Maryland has already tried to work on the problem with older kids by enacting strict cellphone bans. Early evidence suggests it’s been good for their grades and concentration, even though many students initially resisted.
Santelises said she hasn’t gotten pushback on the new rules for Baltimore elementary students, but it’s still early; she announced them just weeks ago.
Starting off screen-free benefits the district’s tiniest students, City Schools Chief Academic Officer Joan Dabrowski said at the February meeting. Going device-free in pre-K contributed to the district’s kindergarten readiness scores that showed “students who attend City Schools pre-K are better prepared for kindergarten than those who attend other prior care settings,” Dabrowski said.
Santelises acknowledged that technology can be beneficial, especially when teachers are involved and students aren’t just watching videos. But she wants educators to be cautious in pursuing new technology.

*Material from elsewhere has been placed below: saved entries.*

PR #1229, opened 2024-03-06
1228 tidy up aperture reading

### LINKED ISSUE #1228: Tidy up aperture reading code
Following https://github.com/DiamondLightSource/hyperion/issues/1032 we could do with some tidying up.

## Must
* Need to update GDA to pick up the human readable aperture names now
* Reading the `aperture_device` won't work if we haven't set it in Hyperion yet, we should instead read it based on the current state of the motors

## Should
* We should instead set using a `SingleAperturePosition` rather than the underlying motor positions as that's a cleaner interface
* The tolerance of being in position should be read from the EPICS motors

## Could
* I'm not sure `ApertureFiveDimensionalLocation` gives us much over just using the `aperture_x` etc. inside `SingleAperturePosition`

DominicOram:
Fixes #1228

Link to dodal PR: https://github.com/DiamondLightSource/dodal/pull/363

Note: I added GDA name in Hyperion rather than convert in GDA as it's simpler and the code will get removed when we get full grid+rotation in anyway

### To test:
1. Confirm tests pass


dperl-dls (approved):
LGTM, thanks

PR #1232, opened 2024-03-07
Organise util scripts

### LINKED ISSUE #1231: utility scripts are cluttered

dperl-dls:
Fixes #1231 

The wiki will need to be updated to reference the new location of the deploy script.

### To test:
1. Look at how hyperion takes up four less lines in the vscode explorer, and you can see more of dodal
2. Run the `dls_dev_env` script in and out of the hyperion dir (in a new deployment if you want)
3. Test that the deploy script still works (except it won't find the `dls_dev_env`, since it's in a different place now - confirm the location the deploy script looks will be correct)


utility_scripts/deploy/deploy_hyperion.py
```diff
@@ -128,13 +131,17 @@ def get_hyperion_release_dir_from_args(repo: repo) -> str:
 Only do so if you have informed the beamline scientist and you're sure Hyperion is not running.
 """
     )
-    # Creates symlink: software/bluesky/hyperion_version -> software/bluesky/hyperion
+    # Creates symlinks: software/bluesky/hyperion_latest -> software/bluesky/hyperion_{version}/hyperion
+    #                   software/bluesky/hyperion -> software/bluesky/hyperion
     if move_symlink == "y":
```
DominicOram, line 141: Should: I wonder if we should have another step here that says something like "Previous live version was X, do you want to set this is the stable version?" Then move it to `hyperion_stable`?

DominicOram (changes requested):
Thanks, I tidied up a failing relative path thing. Couple of other comments in code. Also, can you update https://github.com/DiamondLightSource/hyperion/wiki/Creating-a-release-and-deploying-it?

dperl-dls:
For testing you will need to change line 122 to
`            hyperion_repo.deploy_location, "dls_dev_env.sh"`
because this path changes between this branch and main

DominicOram (approved):
Great thank you!

DominicOram:
I've updated the wiki

PR #1233, opened 2024-03-07
#1132 Remove need for metadata tag for logs

dperl-dls:
### To test:
1. See that `test_messages_are_tagged_with_run_uid` still passes even without the plan metadata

“The neuroscience supports what my grandmother would have told you,” said Santelises, who writes her meeting notes by hand in a journal. “The brain retains information differently when you have pencil to paper.” She added that city schools have reintroduced handwriting into its early literacy curriculum.
But rather than spending money on tablets, Santelises wants to invest more in toys, like pretend food for playtime, student trips to D.C. and the Eastern Shore, and outdoor equipment such as volleyballs and jump ropes.
All third graders will continue to get their own personal devices because they must complete computer-based state assessments, she said, and she didn’t want city kids to be at a disadvantage.
She thinks the state should consider stepping back from digital tests for those kids, because it’s “absolutely absurd” to have “8- and 9-year-olds with earphones on, sitting and plugging into a computer to be able to tell whether they read or not.”
In a written statement, the Maryland State Department of Education said technology is the “most effective and efficient” way to get timely test results and that going analog would drive up costs. Spokesperson Cherie Duvall-Jones added that the federally required National Assessment of Educational Progress, known as the Nation’s Report Card, is also done digitally.
Local school systems can set their own screen time and device-use guidelines, the department said, but the state limits preschoolers’ “passive viewing” of technology to about 30 minutes a week.
Though Santelises is leaving her post as CEO at the end of the school year, she’s glad she could get the ball rolling on limiting technology use for the district’s youngest kids, an initiative she called a no-brainer.
“Technology eats executive functioning for breakfast,” Santelises said, “but we’re giving it to kids every day.”